Getting the correlation ID from curl
If you're using curl
then you can use the verbose option to show request and response headers, as well as other debug information.
➜ ~ curl --verbose "https://gitlab.example.com/api/v4/projects"
# look for a line that looks like this
< x-request-id: 4rAMkV3gof4
Using jq
This example uses jq to filter results and display values we most likely care about.
sudo gitlab-ctl tail gitlab-rails/production_json.log | jq 'select(.username == "bob") | "User: \(.username), \(.method) \(.path), \(.controller)#\(.action), ID: \(.correlation_id)"'
"User: bob, GET /root/linux, ProjectsController#show, ID: U7k7fh6NpW3"
"User: bob, GET /root/linux/commits/master/signatures, Projects::CommitsController#signatures, ID: XPIHpctzEg1"

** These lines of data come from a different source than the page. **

PR #5925, opened 2026-07-10
fix(payment-gated-subs): Defer plan-level fixed charges updates to next billing cycle

osmarluz:
## Context

When a plan's fixed charge is edited with `apply_units_immediately` (update, create, or cascade) while a subscription on that plan is gated on payment (`incomplete`), the emitted fixed-charge event lands inside the gating window and `ActivationRules::BillFixedChargesDeltaJob` bills it right after the customer pays the gating invoice — the customer approves a payment for the original units and immediately owes a delta invoice for a change made while gated.

## Description

In `FixedCharges::EmitEventsService`, events for incomplete subscriptions are now always stamped at the next billing period start, even when `apply_units_immediately` is true. The change is deferred rather than dropped — periodic billing consumes these events, so skipping emission would freeze the old units forever. The gated customer keeps what they paid for through the first period, no delta invoice is issued at activation, and the new units take effect at renewal through the regular billing run. This covers all plan-level paths (fixed-charge update, create, plan cascade) as well as per-subscription overrides.


spec/scenarios/subscriptions/payment_gated_activation_spec.rb
```diff
@@ -618,7 +635,7 @@ def create_fixed_charge(plan, units, timestamp:, apply_units_immediately: true)
         end
     end
 
-    it "bills an override unit increase applied immediately as a delta invoice on activation" do
+    it "defers an override unit increase applied immediately to the next billing period" do
```
osmarluz: This behavior will be superseded by PR #5919

ancorcruz (approved):
looks great. 🚢

PR #5935, opened 2026-07-14
fix(payment-gated-subs): Skip billing of missed periods after activation of incomplete subscriptions

osmarluz:
## Context

When a payment-gated subscription stays incomplete past one or more billing boundaries, activation replayed every boundary crossed during the gating window (`BillMissedPeriodsService`): the customer who just approved the gating payment immediately received one full periodic invoice per elapsed period, paying for time the subscription was never active.

## Description

`BillMissedPeriodsService` is replaced by `BillCurrentPeriodService`: on activation, only the period in progress is billed, with a single periodic invoice backdated to the period's boundary so the subscription seamlessly rejoins the regular billing clock. The service computes that boundary directly from the current time (using the monthly split grid for yearly and semiannual plans with monthly-billed charges or fixed charges) instead of walking every boundary since `started_at`. If activation happens within the first period, nothing is billed since the gating invoice already covered it.

Periods fully elapsed while gated are intentionally forgiven and never billed. A fixed-charge change deferred into a skipped period (#5925) still takes effect on the first billed invoice, because fixed-charge aggregation carries the last event preceding the billed window.


app/jobs/subscriptions/activation_rules/bill_current_period_job.rb
```diff
@@ -2,7 +2,7 @@
 
 module Subscriptions
   module ActivationRules
-    class BillMissedPeriodsJob < ApplicationJob
```
tiagolupepic, line 5: There is a small issue renaming jobs. Imagine a scenario, we have the service running and publishing jobs using the name `BillMissedPeriodsJob` when the deployment happens, we might have the class name stored in Redis and when the new version of sidekiq pick the job, the class will not exist anymore and an error will be raised. 

The ideal scenario is to add a no op class `BillMissedPeriodsJob` just to avoid errors and then in another PR you remove the no op class

osmarluz: @tiagolupepic makes sense, but we don't have any incomplete subscriptions at the moment and this is an edge case of the activation process, so I renamed it here directly as there's a very low risk we'll be seeing this soon

ancorcruz (approved):
LGTM

PR #5937, opened 2026-07-14
fix(payments): scope checkout auto-payment delay to the org

brunomiguelpinto:
## Context

PR #5931 delays the first automatic payment for hosted-checkout customers so their manual checkout payment settles first, avoiding a double charge. It identified a "checkout customer" by whether that **customer** had ever generated a checkout URL (`PaymentIntent` on one of their invoices).

That misses a customer's **first** checkout invoice: at invoice-creation time the customer has no prior `PaymentIntent`, so the auto-payment is not delayed, races their manual checkout, and double-charges them.

Production confirmed this after the deploy — the remaining duplicates all had `prior_payment_intents = 0` (customers using checkout for the first time), with the two provider payments ~1–2 min apart (i.e. the delay never applied).

## Change

Decide the delay at the **organization** level instead of the customer level: if the organization has ever generated a checkout URL, delay the first automatic payment for **all** of its customers. This covers a customer's very first
invoice, which has no checkout signal of its own.

- Uses `payment_intents.organization_id` directly (indexed) — no join.
- Only the **first** attempt is delayed; retries no delay

### DIFF
--- a/app/services/invoices/payments/create_service.rb
+++ b/app/services/invoices/payments/create_service.rb
@@ -96,7 +96,7 @@ module Invoices
         return result unless provider
 
         forced_delay = nil
-        forced_delay = CHECKOUT_AUTO_PAYMENT_DELAY if defer_for_checkout_customer?
+        forced_delay = CHECKOUT_AUTO_PAYMENT_DELAY if defer_for_checkout_organization?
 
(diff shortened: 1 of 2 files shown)


tiagolupepic (approved):
:shipit:

annvelents (approved):

PR #5940, opened 2026-07-14
[ING-476] fix(lifetime_usage): retry wallet lock inline

mariohd:
## Context

When a subscription activity is processed, `UsageMonitoring::ProcessSubscriptionActivityService` runs the lifetime-usage recalculation inline via `RecalculateAndCheckJob.perform_now(lifetime_usage, current_usage:)`. `current_usage` is a `SubscriptionUsage` struct, which ActiveJob cannot serialize (it is only safe under `perform_now`, which does not serialize arguments).

The job retries wallet lock conflicts (`ActiveRecord::StaleObjectError`, `BaseLockService::FailedToAcquireLock`) through ActiveJob's `retry_on`. When a wallet optimistic-lock conflict happens during the inline run, `retry_on` tries to re-enqueue the job for a retry, which serializes the arguments and fails on the `SubscriptionUsage` struct. The result is a misleading `ActiveJob::SerializationError: Unsupported argument type: SubscriptionUsage` that masks the real underlying `StaleObjectError` on `Wallet`.

## Solution

Retry the lock conflict in-process on the inline path so it never reaches ActiveJob's `retry_on`. The async `perform_later` path (no `current_usage`) keeps relying on `retry_on`, so it does not hold a worker while waiting between attempts.

- Split `perform` into two paths: with `current_usage` present, wrap the work in an in-process retry (`MAX_LOCK_RETRY_ATTEMPTS`, `rand(0...MAX_LOCK_RETRY_DELAY)` backoff); otherwise call the services directly and let `retry_on` handle retries.
- On exhaustion, raise a dedicated `InlineLockRetryExhausted` error that is intentionally not listed in `retry_on`. It is raised with the cause chain broken (`cause: nil`) because `retry_on` also matches an exception's `cause` — otherwise the wrapped lock error would still trigger a retry and the same serialization failure. The original error is preserved in the message for observability.

## Testing

- New specs cover the inline `current_usage` path for both lock error classes: retries then resolves without raising `ActiveJob::SerializationError`, and exhausts to `InlineLockRetryExhausted` (never `SerializationError`).
- Existing `retry_on` (async) and `discard_on` behavior is unchanged and still covered.
- `RecalculateAndCheckJob` spec: 13 examples, 0 failures. `ProcessSubscriptionActivityService` spec: 12 examples, 0 failures. RuboCop clean on the changed files.

### DIFF
--- a/app/jobs/lifetime_usages/recalculate_and_check_job.rb
+++ b/app/jobs/lifetime_usages/recalculate_and_check_job.rb
@@ -2,6 +2,12 @@
 
 module LifetimeUsages
   class RecalculateAndCheckJob < ApplicationJob
+    # Raised when the inline (perform_now) invocation cannot resolve a lock conflict within
+    # MAX_LOCK_RETRY_ATTEMPTS. It intentionally is NOT a class listed in `retry_on`, so the
+    # lock conflict never triggers an ActiveJob retry (which would fail to serialize the
+    # non-serializable current_usage). The original lock error is preserved as `cause`.
+    class InlineLockRetryExhausted < StandardError; end
+
     queue_as do
       if ActiveModel::Type::Boolean.new.cast(ENV["SIDEKIQ_BILLING"])
         :billing_low_priority
@@ -25,6 +31,25 @@ module LifetimeUsages
 
     # NOTE: do not pass current usage with perform_later as it will be a huge JSON
     def perform(lifetime_usage, current_usage: nil)
+      # When invoked inline via perform_now, current_usage is a non-serializable
+      # SubscriptionUsage struct. A lock conflict must be retried in-process here:
+      # reaching ActiveJob's retry_on would try to re-enqueue the job and fail to
+      # serialize current_usage. The async perform_later path (current_usage nil) keeps
+      # relying on retry_on so it does not hold a worker while waiting between attempts.
+      if current_usage
+        perform_with_inline_lock_retry(lifetime_usage, current_usage)
+      else
+        process(lifetime_usage, current_usage:)
+      end
+    end
+
+    def lock_key_arguments
+      [arguments.first]
+    end
+
+    private
+
+    def process(lifetime_usage, current_usage:)
       LifetimeUsages::CalculateService.call!(lifetime_usage:, current_usage:)
 
       if lifetime_usage.organization.progressive_billing_enabled?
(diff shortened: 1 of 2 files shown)


toommz (commented):
Why not just call `.to_h` before enqueuing, and reconstruct the struct in the service when it is a `Hash`? It would save us from this inline retry logic 🤔 

I really think the real problem here is passing a non-serializable object to our job layer.

mariohd:
@toommz 
https://github.com/getlago/lago-api/pull/5940/changes#diff-70f317eb4d1bc8c374d8ee7af381d011551a621fc57cf8221bfd385211871576R32

``` # NOTE: do not pass current usage with perform_later as it will be a huge JSON```

The `current_usage` tends to be a super huge hash and if we serialize it, it may break the job schedule as well, so it has to be executed inline. 
Here it mentions about  `perform_later`, a `retry` is a form of `perform_later`, so we shouldn't serialize the params. 
In order to have the retries for inline execution, we need to catch the exception and run inline again; checking if the max attempts wasn't reached.

File: app/jobs/lifetime_usages/recalculate_and_check_job.rb [hunk 1]
```diff
@@ -25,15 +31,52 @@ class RecalculateAndCheckJob < ApplicationJob
...
+
+      begin
+        process(lifetime_usage, current_usage:)
+      rescue BaseLockService::FailedToAcquireLock, ActiveRecord::StaleObjectError => e
+        attempts += 1
+
+        if attempts < MAX_LOCK_RETRY_ATTEMPTS
+          sleep rand(0...MAX_LOCK_RETRY_DELAY)
+          retry
+        end
```
aquinofb, line 71: This could lock it for a long time (up to ~5 min), no? Could we give the inline path its own "retry budget" with fewer retry attempts?

mariohd: Actually, no. This could potentially let the time take around 6 minutes in the worst case scenario, 25 attempts with 16 seconds on each. 

This retry inline will be used only when the current usage is passed. But this part only gets triggered if the lock is not available. Since we can't re-schedule the job with the huge hash, we have to wait with the params in memory to retry. 

About reducing the attempts size, I'm ok with that, just used the existing constants for these procedure.

vincent-pochet: @mariohd Should we maybe reduce the number of attempt in that case?

An other approach could be to just "raise" and let the `UsageMonitoring::ProcessSubscriptionActivityService` (the caller with a `current_usage` argument)deal with the issue. What do you think?

mariohd: That's also a good approach! I will change to have this

PR #5944, opened 2026-07-15
feat(purchase_order_number): Add the new field to regenerate-from-voided invoice

D1353L:
## Context
When regenerating voided invoice, it should be possible to edit, remove or keep the purchase order number.

## Description
Adds an optional `purchaseOrderNumber` argument to the `regenerateFromVoided` mutation.
- Omitted → inherit the voided invoice's PO number.
- Provided (value or nil) → stamp that value on the regenerated invoice.


toommz (approved):

tiagolupepic (approved):
:shipit:

PR #5882, opened 2026-07-07
imp(agg): Bypass event agg when no filters are applied

jdenquin:
## Context

  While profiling customer usage computation (`Customers::RefreshWalletsService` → `Invoices::CustomerUsageService`), traces showed `ChargeFilters::MatchingAndIgnoredService` being called once per charge filter — over 1,500 times (~2.5s) per usage refresh on plans with many filters.

 Since #5846, aggregations for filters without usage in the period are bypassed (`bypass_aggregation`). The matching and ignored filters are only consumed by the event stores when building an events query, so computing them for bypassed aggregations is wasted work.

  ## Description

  Skip the computation of matching and ignored filters when the aggregation is bypassed:

  - `Fees::ChargeService#aggregation_filters` no longer calls `ChargeFilters::MatchingAndIgnoredService` when the aggregation is bypassed. Recurring metrics are excluded from the
  skip, as they always aggregate (matching `should_bypass_aggregation?` semantics).

  To make this safe, `per_event_aggregation` now returns an empty result when the aggregation is bypassed, instead of querying the event store:

  - `BillableMetrics::Aggregations::BaseService`
  - `BillableMetrics::ProratedAggregations::SumService`
  - `BillableMetrics::ProratedAggregations::UniqueCountService`

  Without this guard, some charge models (prorated graduated, percentage with per-transaction min/max) could still query the event store on a bypassed aggregator and would then miss the matching filters. This is also a small perf win on its own: those queries were guaranteed to return no events, since the billing period pre-filtering already established the filter had no usage.

PR #5945, opened 2026-07-15
chore(perf): Dedupe charge filter preload

jdenquin:
## Context
  
  When computing customer usage, the plan's charges and their filter tree (`charge_filters` + `charge_filter_values` with their large `properties` jsonb) are
  loaded from PostgreSQL twice per computation:

  1. `Invoices::CustomerUsageService#charges` preloads them for the fee loop
  2. `Events::BillingPeriodFilterService#non_recurring_charges_with_events` re-loads the exact same associations for the same plan

  On large plans (~1,600 charge filters) each load costs seconds, and `RefreshWalletsService` pays this per subscription.

  ## Description

  Load the charge/filter set once and share it:

  - `Events::BillingPeriodFilterService` accepts an optional `charges:` argument (pre-loaded charges with `billable_metric` and `filters: {values:
  :billable_metric_filter}`). When provided, `non_recurring_charges_with_events`, `recurring_event_charges_and_filters` and `current_recurring_charges` are
  resolved in memory instead of re-querying. Without it, behavior is unchanged, so `CalculateFeesService` and `ProgressiveBillingService` are unaffected.
  - `Invoices::CustomerUsageService` passes its memoized charges relation to the service; since it is the same object, the fee loop then reuses the loaded
  records.
  - `find_each` is replaced by `each` in the fee loop: `find_each` always re-queries in batches, which would have triggered the preload a second time.
  - The usage preload now includes `billable_metric: :filters`, required by `ChargeFilters::EventMatchingService` to stay query-free on pre-loaded charges.

### DIFF
--- a/app/services/events/billing_period_filter_service.rb
+++ b/app/services/events/billing_period_filter_service.rb
@@ -4,9 +4,13 @@ module Events
   class BillingPeriodFilterService < BaseService
     Result = BaseResult[:charges]
 
-    def initialize(subscription:, boundaries:)
+    # charges: optional pre-loaded collection of the plan charges, with :billable_metric
+    #          and filters: {values: :billable_metric_filter} associations loaded.
+    #          When provided, it is used instead of re-loading the same records from the database.
+    def initialize(subscription:, boundaries:, charges: nil)
       @subscription = subscription
       @boundaries = boundaries
+      @preloaded_charges = charges
       super
     end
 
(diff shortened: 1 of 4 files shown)


jdenquin:
with https://github.com/getlago/lago-api/pull/5882, we can again win around 50ms per subscription during a customer usage computation.
QA confirm it.

vincent-pochet (approved):

PR #5950, opened 2026-07-15
feat(purchase_order_number): Add the new field to invoices and credit notes filtering

D1353L:
## Context

It should be possible to filter invoices and credit notes by purchase order number. Filtering should be an exact match and case-insensitive.

## Description
- Added a btree index to support fast case-insensitive filtering.
- Added the new field to Meilisearch attributes.


app/models/invoice.rb
```diff
@@ -12,7 +12,7 @@ class Invoice < ApplicationRecord
   meilisearch(index_uid: "invoices", auto_index: false, auto_remove: true) do
     attribute :number, :organization_id, :billing_entity_id, :currency, :customer_id,
       :invoice_type, :status, :payment_status, :payment_overdue, :self_billed,
-      :total_amount_cents, :total_paid_amount_cents
+      :total_amount_cents, :total_paid_amount_cents, :purchase_order_number
```
jdenquin, line 16: this will need a complete invoice reindex on both cluster!

D1353L: as we currently have only 5 invoices per cluster with a PO number, do you think we can avoid a full reindex and backfill only those invoices?

`Invoice.where.not(purchase_order_number: nil).find_each { |i| Invoices::SearchIndexJob.perform_later(i.id) }`

vincent-pochet (approved):

app/models/invoice.rb
tiagolupepic: Tested `meilisearch` locally and we only need to reindex the affected invoices and we don't need to perform a full reindex.

app/models/invoice.rb
```diff
@@ -31,16 +32,16 @@ class Invoice < ApplicationRecord
     attribute(:metadata_keys) { metadata.map(&:key) }
 
     searchable_attributes %i[number customer_name customer_firstname customer_lastname
-      customer_legal_name customer_external_id customer_email]
+      customer_legal_name customer_external_id customer_email purchase_order_number]
```
tiagolupepic, line 35: @D1353L I'm adding the `purchase_order_number` here as well. Users can combine full text search (PO number) + filter (different values) OR use the filter (purchase_order_number)

PR #5953, opened 2026-07-16
feat(orders): execute one-off orders into billing

toommz:
## Why

Signed one-off orders need to be turned into invoices, on schedule, with a durable record of each execution attempt.

## What

- Add an `execution_record` JSONB column and a `failed` status to orders, plus an index for executable orders.
- Add `Orders::ExecuteService` / `Orders::OneOff::ExecuteService` to bill a one-off order's add-ons into a one-off invoice.
- Schedule due orders from the clock via `Clock::ExecuteScheduledOrdersJob` and `Orders::ExecuteOrderJob`.

## Stacked on

Based #5952 on `feat/invoices/one-off-discarded-add-ons` (review/merge that first).

PR #5954, opened 2026-07-16
feat(orders): expose and trigger order execution via GraphQL

toommz:
## Why

The dashboard needs to see an order's execution outcome and to trigger execution manually.

## What

- Expose the execution record on the order GraphQL type and the REST serializer.
- Add the `executeOrder` mutation, gated by a new permission.

## Stacked on

Based on #5953 `feat/orders/execution` (review/merge that first).

### DIFF
--- a/app/graphql/mutations/orders/execute.rb
+++ b/app/graphql/mutations/orders/execute.rb
@@ -1,0 +1,26 @@
+# frozen_string_literal: true
+
+module Mutations
+  module Orders
+    class Execute < BaseMutation
+      include AuthenticableApiUser
+      include RequiredOrganization
+
+      REQUIRED_PERMISSION = "orders:execute"
+
+      graphql_name "ExecuteOrder"
+      description "Execute an order"
+
+      input_object_class Types::Orders::ExecuteInput
+
+      type Types::Orders::Object
+
+      def resolve(**args)
+        order = current_organization.orders.find_by(id: args[:id])
+        result = ::Orders::ExecuteService.call(order:)
+
+        result.success? ? result.order : result_error(result)
+      end
+    end
+  end
+end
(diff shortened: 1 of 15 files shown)


app/graphql/types/orders/execution_record.rb
```diff
@@ -0,0 +1,18 @@
+# frozen_string_literal: true
+
+module Types
+  module Orders
+    class ExecutionRecord < Types::BaseObject
+      graphql_name "OrderExecutionRecord"
+
+      field :errors, [String], null: false
+      field :executed_at, String, null: true
```
vincent-pochet: Should it be a `GraphQL::Types::ISO8601DateTime`?

app/graphql/mutations/orders/execute.rb
```diff
@@ -0,0 +1,26 @@
...
+      graphql_name "ExecuteOrder"
+      description "Execute an order"
+
+      input_object_class Types::Orders::ExecuteInput
+
+      type Types::Orders::Object
+
+      def resolve(**args)
+        order = current_organization.orders.find_by(id: args[:id])
+        result = ::Orders::ExecuteService.call(order:)
```
vincent-pochet, line 20: Unlike the job, this mutation does not handle:
- `BaseLockService::FailedToAcquireLock` -> not sure if it should/can be handled 🤔 
- Issues with tax providers when creating the invoice (in sync). -> The OneOff invoice creation already suffers from this issue so that might not be an issue here as well. I just wanted to point it out

vincent-pochet (approved):

app/graphql/types/orders/execution_record.rb
toommz: a6de7673df4266f20d8f058347bfdf74dcd0c643

app/graphql/mutations/orders/execute.rb
toommz: 0c503ec9bc21dbfa3e1cfed6a83cd8fea0e597b8

For the tax providers, it is done async right? Or did I miss something?

vincent-pochet: It is indeed. Sorry for the confusion

PR #5957, opened 2026-07-16
feat(invoices): add service for deleting draft invoices

endenis:
## Context

Part of the "Delete a draft invoice" feature. Builds on the `deleted` status added for [invoices](https://github.com/getlago/lago-api/pull/5905) and [credit notes](https://github.com/getlago/lago-api/pull/5946).

## Description

This PR adds the service layer that performs the deletion of draft invoices.
Exposing this service in API will be implemented in separate PRs.

## Details

- **`Invoices::DeleteService`** - performs the deletion inside a lock:
  - validates the invoice is `draft`
  - validates it hasn't been synced externally
  - soft-deletes any attached credit notes (rolls back if one can't be deleted)
  - transitions the invoice to `deleted`
  - writes an audit log and fires the `invoice.deleted` webhook
- **`CreditNotes::DeleteService`** - soft-deletes a credit note
  - only `draft` credit notes are deletable
- **`invoice.deleted` webhook** - a new event, mirroring `invoice.voided`

## Frontend

Requires a follow-up in the front (activity-log label for the new type): https://github.com/getlago/lago-front/pull/3929
This follow-up addresses the "Front compatibility" CI check that fails for this PR.


app/services/invoices/delete_service.rb
```diff
@@ -0,0 +1,58 @@
...
+        delete_result = CreditNotes::DeleteService.call(credit_note:)
+        next if delete_result.success?
+
+        result.not_allowed_failure!(code: "credit_note_not_deletable")
+        raise ActiveRecord::Rollback
+      end
+    end
+
+    def synced_externally?
+      invoice.integration_resources.exists?
```
tiagolupepic, line 54: out of curiosity, what is this integration_resources?

app/services/invoices/delete_service.rb
```diff
@@ -0,0 +1,58 @@
...
+        invoice.mark_as_deleted!
+      end
+
+      return result unless result.success?
+
+      result.invoice = invoice
+      SendWebhookJob.perform_later("invoice.deleted", result.invoice)
+
+      result
+    rescue AASM::InvalidTransition
```
tiagolupepic: is it necessary to rescue for invalid transitions?

tiagolupepic (approved):
looks good! just two comments to understand better the PR.

Be aware that you're updating the Graphql schema and you need to rebuild frontend after merge this PR.

:shipit:

app/services/invoices/delete_service.rb
annvelents: I'l answer here: if a customer has external integrations, and invoice should be synced to the external integration, we'll create an integration_resource for this sync. Usually it would have the external_integration_id, indicating invoice_id on the integration side

annvelents (approved):
LGTM!

spec/services/invoices/delete_service_spec.rb
```diff
@@ -0,0 +1,104 @@
...
+
+        expect(result).not_to be_success
+        expect(result.error).to be_a(BaseService::MethodNotAllowedFailure)
+        expect(result.error.code).to eq("invoice_synced_to_external_system")
+        expect(invoice.reload).to be_draft
+      end
+    end
+
+    context "when the draft invoice has a credit note" do
+      let!(:credit_note) { create(:credit_note, :draft, invoice:, customer:) }
```
ancorcruz: Lets not introduce the usage of `let!` we prefer `let` + `before` block calling the variable to ensure creation.

spec/services/invoices/delete_service_spec.rb
```diff
@@ -0,0 +1,104 @@
...
+        expect(result.error).to be_a(BaseService::MethodNotAllowedFailure)
+        expect(result.error.code).to eq("credit_note_not_deletable")
+        expect(invoice.reload).to be_draft
+        expect(credit_note.reload).to be_finalized
+      end
+
+      it "does not enqueue a webhook" do
+        expect { delete_service.call }.not_to have_enqueued_job(SendWebhookJob)
+      end
+    end
```
ancorcruz, line 106: Test coverage: the rollback test doesn't fully prove atomicity across sibling credit notes.

The `"when the draft invoice has a credit note that cannot be soft-deleted"` context uses a single finalized credit note, so it verifies the invoice stays draft but not that credit notes deleted earlier in the same cascade get unwound. Since `soft_delete_credit_notes!` iterates and deletes one at a time before hitting the failure, the all-or-nothing guarantee is exactly the part worth pinning down.

Consider adding a case with one draft + one finalized credit note and asserting the draft one is rolled back too:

"User: bob, GET /root/linux/blob/master/README, Projects::BlobController#show, ID: LOt9hgi1TV4"
Using grep
This example uses only grep
and tr
, which are more likely to be installed than jq
.
sudo gitlab-ctl tail gitlab-rails/production_json.log | grep '"username":"bob"' | tr ',' '\n' | egrep 'method|path|correlation_id'
{"method":"GET"
"path":"/root/linux"
"username":"bob"
"correlation_id":"U7k7fh6NpW3"}
{"method":"GET"
"path":"/root/linux/commits/master/signatures"
"username":"bob"
"correlation_id":"XPIHpctzEg1"}
{"method":"GET"
"path":"/root/linux/blob/master/README"
"username":"bob"
"correlation_id":"LOt9hgi1TV4"}
Searching your logs for the correlation ID
Once you have the correlation ID you can start searching for relevant log
entries. You can filter the lines by the correlation ID itself.
Combining a find
and grep
should be sufficient to find the entries you are looking for.
# find <gitlab log directory> -type f -mtime -0 exec grep '<correlation ID>' '{}' '+'
find /var/log/gitlab -type f -mtime 0 -exec grep 'LOt9hgi1TV4' '{}' '+'
/var/log/gitlab/gitlab-workhorse/current:{"correlation_id":"LOt9hgi1TV4","duration_ms":2478,"host":"gitlab.domain.tld","level":"info","method":"GET","msg":"access","proto":"HTTP/1.1","referrer":"https://gitlab.domain.tld/root/linux","remote_addr":"68.0.116.160:0","remote_ip":"[filtered]","status":200,"system":"http","time":"2019-09-17T22:17:19Z","uri":"/root/linux/blob/master/README?format=json\u0026viewer=rich","user_agent":"Mozilla/5.0 (Mac) Gecko Firefox/69.0","written_bytes":1743}
/var/log/gitlab/gitaly/current:{"correlation_id":"LOt9hgi1TV4","grpc.code":"OK","grpc.meta.auth_version":"v2","grpc.meta.client_name":"gitlab-web","grpc.method":"FindCommits","grpc.request.deadline":"2019-09-17T22:17:47Z","grpc.request.fullMethod":"/gitaly.CommitService/FindCommits","grpc.request.glProjectPath":"root/linux","grpc.request.glRepository":"project-1","grpc.request.repoPath":"@hashed/6b/86/6b86b273ff34fce19d6b804eff5a3f5747ada4eaa22f1d49c01e52ddb7875b4b.git","grpc.request.repoStorage":"default","grpc.request.topLevelGroup":"@hashed","grpc.service":"gitaly.CommitService","grpc.start_time":"2019-09-17T22:17:17Z","grpc.time_ms":2319.161,"level":"info","msg":"finished streaming call with code OK","peer.address":"@","span.kind":"server","system":"grpc","time":"2019-09-17T22:17:19Z"}
/var/log/gitlab/gitlab-rails/production_json.log:{"method":"GET","path":"/root/linux/blob/master/README","format":"json","controller":"Projects::BlobController","action":"show","status":200,"duration":2448.77,"view":0.49,"db":21.63,"time":"2019-09-17T22:17:19.800Z","params":[{"key":"viewer","value":"rich"},{"key":"namespace_id","value":"root"},{"key":"project_id","value":"linux"},{"key":"id","value":"master/README"}],"remote_ip":"[filtered]","user_id":2,"username":"bob","ua":"Mozilla/5.0 (Mac) Gecko Firefox/69.0","queue_duration":3.38,"gitaly_calls":1,"gitaly_duration":0.77,"rugged_calls":4,"rugged_duration_ms":28.74,"correlation_id":"LOt9hgi1TV4"}
Searching in distributed architectures
If you have done some horizontal scaling in your GitLab infrastructure, then you will need to search across all of your GitLab nodes. You can do this with some sort of log aggregation software like Loki, ELK, Splunk, or others.
You can use a tool like Ansible or PSSH (parallel SSH) that can execute identical commands across your servers in parallel, or craft your own solution.